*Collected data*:
◆ ◆ ◆ ◆ ◆
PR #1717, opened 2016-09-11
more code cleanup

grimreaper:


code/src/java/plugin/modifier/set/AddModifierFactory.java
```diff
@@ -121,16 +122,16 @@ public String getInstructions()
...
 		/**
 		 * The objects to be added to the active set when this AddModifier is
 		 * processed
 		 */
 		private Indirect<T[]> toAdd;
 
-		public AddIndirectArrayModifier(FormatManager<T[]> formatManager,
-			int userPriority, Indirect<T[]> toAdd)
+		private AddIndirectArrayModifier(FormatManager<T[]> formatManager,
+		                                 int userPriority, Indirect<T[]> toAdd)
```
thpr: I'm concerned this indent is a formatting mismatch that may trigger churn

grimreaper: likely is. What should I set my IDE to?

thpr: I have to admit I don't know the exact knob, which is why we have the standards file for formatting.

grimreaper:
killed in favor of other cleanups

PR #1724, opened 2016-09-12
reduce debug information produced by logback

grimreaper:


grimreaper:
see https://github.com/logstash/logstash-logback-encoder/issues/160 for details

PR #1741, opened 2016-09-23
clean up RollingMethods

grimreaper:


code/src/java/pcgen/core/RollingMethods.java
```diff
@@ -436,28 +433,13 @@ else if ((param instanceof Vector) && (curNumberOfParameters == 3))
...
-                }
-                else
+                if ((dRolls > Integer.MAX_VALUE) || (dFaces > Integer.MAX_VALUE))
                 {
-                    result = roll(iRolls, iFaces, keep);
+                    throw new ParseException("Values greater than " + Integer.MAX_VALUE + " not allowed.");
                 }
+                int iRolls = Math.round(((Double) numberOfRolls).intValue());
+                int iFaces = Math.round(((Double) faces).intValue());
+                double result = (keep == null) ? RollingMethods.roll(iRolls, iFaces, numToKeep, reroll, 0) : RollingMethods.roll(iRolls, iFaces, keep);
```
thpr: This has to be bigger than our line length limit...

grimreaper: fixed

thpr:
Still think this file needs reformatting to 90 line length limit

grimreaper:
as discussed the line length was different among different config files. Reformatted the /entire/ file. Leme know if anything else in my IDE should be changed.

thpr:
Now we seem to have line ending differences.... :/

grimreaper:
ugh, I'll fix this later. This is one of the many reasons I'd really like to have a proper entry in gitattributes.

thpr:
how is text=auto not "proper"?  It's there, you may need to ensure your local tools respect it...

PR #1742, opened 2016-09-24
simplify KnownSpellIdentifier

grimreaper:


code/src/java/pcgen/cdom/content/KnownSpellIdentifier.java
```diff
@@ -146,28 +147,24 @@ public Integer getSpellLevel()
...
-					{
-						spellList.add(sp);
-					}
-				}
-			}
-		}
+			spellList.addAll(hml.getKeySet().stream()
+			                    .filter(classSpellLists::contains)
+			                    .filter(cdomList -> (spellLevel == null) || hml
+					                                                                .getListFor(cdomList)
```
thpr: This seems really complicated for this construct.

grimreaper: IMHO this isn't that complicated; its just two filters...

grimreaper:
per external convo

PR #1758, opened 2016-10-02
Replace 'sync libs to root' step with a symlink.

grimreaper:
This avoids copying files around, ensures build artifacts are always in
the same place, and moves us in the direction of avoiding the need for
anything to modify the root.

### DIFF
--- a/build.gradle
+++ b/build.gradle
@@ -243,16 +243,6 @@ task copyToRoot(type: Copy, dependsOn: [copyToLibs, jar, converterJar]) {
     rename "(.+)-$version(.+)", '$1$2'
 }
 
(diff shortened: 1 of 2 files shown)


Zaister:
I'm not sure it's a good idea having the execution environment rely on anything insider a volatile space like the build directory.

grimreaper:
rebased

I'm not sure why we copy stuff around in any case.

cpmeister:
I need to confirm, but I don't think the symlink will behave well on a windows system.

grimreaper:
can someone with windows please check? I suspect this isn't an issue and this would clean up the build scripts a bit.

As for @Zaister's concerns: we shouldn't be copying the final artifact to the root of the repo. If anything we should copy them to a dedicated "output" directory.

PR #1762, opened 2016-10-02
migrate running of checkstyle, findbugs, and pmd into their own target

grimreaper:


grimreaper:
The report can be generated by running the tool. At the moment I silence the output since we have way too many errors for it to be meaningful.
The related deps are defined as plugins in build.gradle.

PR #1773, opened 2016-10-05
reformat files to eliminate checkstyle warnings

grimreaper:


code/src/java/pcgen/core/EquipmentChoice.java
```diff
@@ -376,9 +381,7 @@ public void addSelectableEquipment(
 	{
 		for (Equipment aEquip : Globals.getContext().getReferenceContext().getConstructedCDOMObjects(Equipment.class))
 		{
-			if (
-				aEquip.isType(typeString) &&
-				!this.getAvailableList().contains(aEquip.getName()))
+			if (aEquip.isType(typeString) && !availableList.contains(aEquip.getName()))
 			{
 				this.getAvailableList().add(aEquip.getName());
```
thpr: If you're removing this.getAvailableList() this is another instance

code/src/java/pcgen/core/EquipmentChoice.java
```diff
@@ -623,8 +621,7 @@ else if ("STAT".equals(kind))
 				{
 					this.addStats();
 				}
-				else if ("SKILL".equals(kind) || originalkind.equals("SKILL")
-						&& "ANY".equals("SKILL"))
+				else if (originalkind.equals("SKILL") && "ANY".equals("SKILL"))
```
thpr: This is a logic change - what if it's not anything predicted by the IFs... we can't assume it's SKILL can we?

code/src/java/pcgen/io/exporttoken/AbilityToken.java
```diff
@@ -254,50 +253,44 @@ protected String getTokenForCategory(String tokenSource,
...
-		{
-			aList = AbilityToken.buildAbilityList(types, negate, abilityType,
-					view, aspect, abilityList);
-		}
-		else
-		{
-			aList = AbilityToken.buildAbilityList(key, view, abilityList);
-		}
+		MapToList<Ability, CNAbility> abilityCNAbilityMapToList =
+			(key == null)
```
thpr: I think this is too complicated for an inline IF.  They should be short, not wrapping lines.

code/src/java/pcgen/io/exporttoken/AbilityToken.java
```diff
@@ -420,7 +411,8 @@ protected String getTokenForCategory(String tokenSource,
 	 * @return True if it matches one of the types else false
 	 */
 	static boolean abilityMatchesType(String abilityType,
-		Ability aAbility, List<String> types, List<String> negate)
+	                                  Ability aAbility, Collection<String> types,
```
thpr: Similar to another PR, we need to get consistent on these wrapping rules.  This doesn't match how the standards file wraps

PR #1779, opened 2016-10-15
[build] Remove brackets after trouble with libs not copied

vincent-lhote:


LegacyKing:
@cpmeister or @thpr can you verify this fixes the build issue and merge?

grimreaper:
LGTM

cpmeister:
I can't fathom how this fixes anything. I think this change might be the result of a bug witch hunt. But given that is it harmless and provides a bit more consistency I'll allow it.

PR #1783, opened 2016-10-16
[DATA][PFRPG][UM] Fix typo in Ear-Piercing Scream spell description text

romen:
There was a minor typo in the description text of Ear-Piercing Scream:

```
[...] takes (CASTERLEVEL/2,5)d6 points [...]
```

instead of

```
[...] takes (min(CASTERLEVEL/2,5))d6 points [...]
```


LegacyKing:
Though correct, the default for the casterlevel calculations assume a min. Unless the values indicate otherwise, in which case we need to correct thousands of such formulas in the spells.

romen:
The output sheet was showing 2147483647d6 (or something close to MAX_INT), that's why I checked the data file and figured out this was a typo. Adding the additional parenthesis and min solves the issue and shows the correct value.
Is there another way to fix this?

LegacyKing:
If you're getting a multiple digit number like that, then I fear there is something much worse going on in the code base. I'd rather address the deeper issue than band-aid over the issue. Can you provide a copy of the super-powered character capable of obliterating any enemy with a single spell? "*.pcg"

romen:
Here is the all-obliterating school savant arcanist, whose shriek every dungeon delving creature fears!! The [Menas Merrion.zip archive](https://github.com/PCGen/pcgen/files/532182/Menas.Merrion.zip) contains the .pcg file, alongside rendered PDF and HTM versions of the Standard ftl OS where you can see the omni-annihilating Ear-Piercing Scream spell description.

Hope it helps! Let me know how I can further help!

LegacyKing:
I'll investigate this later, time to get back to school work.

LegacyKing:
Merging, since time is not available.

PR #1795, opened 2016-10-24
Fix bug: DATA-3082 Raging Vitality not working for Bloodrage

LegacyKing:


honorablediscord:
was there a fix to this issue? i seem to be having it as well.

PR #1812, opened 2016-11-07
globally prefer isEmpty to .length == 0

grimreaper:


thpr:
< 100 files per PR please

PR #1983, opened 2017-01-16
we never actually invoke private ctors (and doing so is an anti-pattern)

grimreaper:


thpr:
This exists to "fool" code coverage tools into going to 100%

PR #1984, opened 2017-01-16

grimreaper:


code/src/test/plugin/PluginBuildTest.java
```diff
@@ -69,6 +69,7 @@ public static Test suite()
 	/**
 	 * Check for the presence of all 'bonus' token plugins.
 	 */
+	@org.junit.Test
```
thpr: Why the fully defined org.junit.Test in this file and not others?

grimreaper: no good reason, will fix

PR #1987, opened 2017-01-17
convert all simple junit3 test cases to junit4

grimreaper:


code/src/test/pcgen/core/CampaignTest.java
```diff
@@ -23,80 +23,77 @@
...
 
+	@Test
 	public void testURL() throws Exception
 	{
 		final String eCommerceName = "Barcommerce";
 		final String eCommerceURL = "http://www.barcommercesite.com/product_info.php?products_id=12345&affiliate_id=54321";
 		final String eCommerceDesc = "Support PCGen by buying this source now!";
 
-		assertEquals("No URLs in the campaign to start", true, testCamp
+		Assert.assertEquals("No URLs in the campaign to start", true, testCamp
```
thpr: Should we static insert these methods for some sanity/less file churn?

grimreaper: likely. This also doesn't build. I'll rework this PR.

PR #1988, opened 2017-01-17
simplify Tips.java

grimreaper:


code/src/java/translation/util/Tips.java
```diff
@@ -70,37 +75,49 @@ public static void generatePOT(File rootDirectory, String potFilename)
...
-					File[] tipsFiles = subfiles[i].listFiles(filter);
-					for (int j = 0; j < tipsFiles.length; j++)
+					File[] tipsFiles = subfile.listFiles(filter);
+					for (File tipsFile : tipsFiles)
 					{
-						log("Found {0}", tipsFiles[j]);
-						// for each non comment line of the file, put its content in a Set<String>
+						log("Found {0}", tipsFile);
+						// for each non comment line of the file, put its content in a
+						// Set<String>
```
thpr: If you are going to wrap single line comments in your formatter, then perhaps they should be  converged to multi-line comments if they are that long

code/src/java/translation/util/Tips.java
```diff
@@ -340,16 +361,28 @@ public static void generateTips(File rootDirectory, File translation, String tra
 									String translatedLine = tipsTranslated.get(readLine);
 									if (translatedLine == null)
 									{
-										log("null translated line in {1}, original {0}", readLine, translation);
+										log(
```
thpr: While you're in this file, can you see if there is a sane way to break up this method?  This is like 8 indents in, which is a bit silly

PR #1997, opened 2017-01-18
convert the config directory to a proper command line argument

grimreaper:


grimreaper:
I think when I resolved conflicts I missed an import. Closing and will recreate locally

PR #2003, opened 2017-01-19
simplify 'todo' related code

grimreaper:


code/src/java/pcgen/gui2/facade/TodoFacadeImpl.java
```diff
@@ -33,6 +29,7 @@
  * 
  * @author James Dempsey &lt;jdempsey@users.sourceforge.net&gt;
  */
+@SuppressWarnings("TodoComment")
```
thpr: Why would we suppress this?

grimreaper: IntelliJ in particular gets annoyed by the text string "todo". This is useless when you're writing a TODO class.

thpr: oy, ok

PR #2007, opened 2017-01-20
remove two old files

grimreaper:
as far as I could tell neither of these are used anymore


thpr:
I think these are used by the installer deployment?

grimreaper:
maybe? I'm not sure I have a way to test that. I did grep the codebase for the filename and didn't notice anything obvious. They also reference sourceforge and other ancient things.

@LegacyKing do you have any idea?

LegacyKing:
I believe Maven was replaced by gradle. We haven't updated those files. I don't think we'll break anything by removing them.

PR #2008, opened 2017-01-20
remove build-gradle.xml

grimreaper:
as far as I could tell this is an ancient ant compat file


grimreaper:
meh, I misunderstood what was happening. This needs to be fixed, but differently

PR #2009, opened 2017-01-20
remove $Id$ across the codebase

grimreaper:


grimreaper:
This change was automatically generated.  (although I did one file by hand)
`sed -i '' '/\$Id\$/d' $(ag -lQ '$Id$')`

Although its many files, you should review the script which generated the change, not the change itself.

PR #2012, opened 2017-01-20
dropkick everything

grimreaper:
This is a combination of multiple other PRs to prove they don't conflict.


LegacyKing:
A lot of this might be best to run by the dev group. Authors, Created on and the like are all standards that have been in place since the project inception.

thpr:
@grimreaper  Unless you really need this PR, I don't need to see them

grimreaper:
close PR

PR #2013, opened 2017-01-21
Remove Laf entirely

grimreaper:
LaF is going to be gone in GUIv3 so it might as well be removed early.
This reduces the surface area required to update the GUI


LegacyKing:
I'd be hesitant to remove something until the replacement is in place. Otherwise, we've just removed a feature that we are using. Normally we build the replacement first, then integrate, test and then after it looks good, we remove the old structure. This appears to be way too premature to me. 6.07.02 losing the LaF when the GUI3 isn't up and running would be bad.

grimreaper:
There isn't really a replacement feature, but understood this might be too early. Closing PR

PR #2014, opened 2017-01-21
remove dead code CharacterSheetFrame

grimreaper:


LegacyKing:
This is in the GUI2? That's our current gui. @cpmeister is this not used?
◆ ◆ ◆ ◆ ◆
*Exercise aim*: Show all lines from the records above where the word "removed" occurs.

*Result of this task*:
LaF is going to be gone in GUIv3 so it might as well be removed early.
I'd be hesitant to remove something until the replacement is in place. Otherwise, we've just removed a feature that we are using. Normally we build the replacement first, then integrate, test and then after it looks good, we remove the old structure. This appears to be way too premature to me. 6.07.02 losing the LaF when the GUI3 isn't up and running would be bad.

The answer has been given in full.